Prediction of Structural Behavior of Continuous Reinforced Concrete Beams with Hybrid CFRP-Steel Bars

The present investigation aims to identify the flexural performance of two-span concrete beams reinforced with hybrid carbon fiber reinforced polymer (CFRP) and steel bars. By applying a finite element analysis, a comprehensive numerical assessment is performed. The investigated variables are A(f)/A(r) (A(f) = area of CFRP bars; A(r) = total area of CFRP/steel bars), load pattern (symmetrical and unsymmetrical loading) and load type (center-point, third-point and uniform loading).

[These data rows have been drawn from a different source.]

PR #1448, opened 2023-10-30
CI: temporary disable containerd main branch integration test

ktock:
containerd main branch changed plugin API that will be released in containerd v2 and that makes the plugin API not compatible to containerd v1 plugin APIs. We'll migrate to the new API once containerd v2 is released. As of now, just temporary disable the CI test against containerd main branch until we migrate to v2 API.

This is needed to pass CI in all other PRs.


AkihiroSuda (approved):

AkihiroSuda:
Can we merge?

PR #1599, opened 2024-03-11
Avoid access to Forgotten() before initialized

### LINKED ISSUE #1594: ino reuse in newInodeWithID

The results show that beams with A(f)/A(r) of 0.25 show 16.0% and 11.3% higher ultimate load at symmetrical and unsymmetrical loading, respectively, than beams with A(f)/A(r) of 0.0 (i.e., beams with steel bars), but the change in ultimate load is not apparent when varying A(f)/A(r) between 0.25 and 1.0. Unsymmetrical loading causes 6.0–15.0% greater deflection capacities than the symmetrical one. When A(f)/A(r) increases from 0.0 to 1.0, moment redistribution at symmetrical loading is decreased significantly by 62%, while the redistribution variation is marginal at unsymmetrical loading. In addition, the applicability of two equations based on the ultimate strain in tensile bars for predicting moment redistribution is evaluated. It is generally shown that these equations can account for the influence of A(f)/A(r) and load type.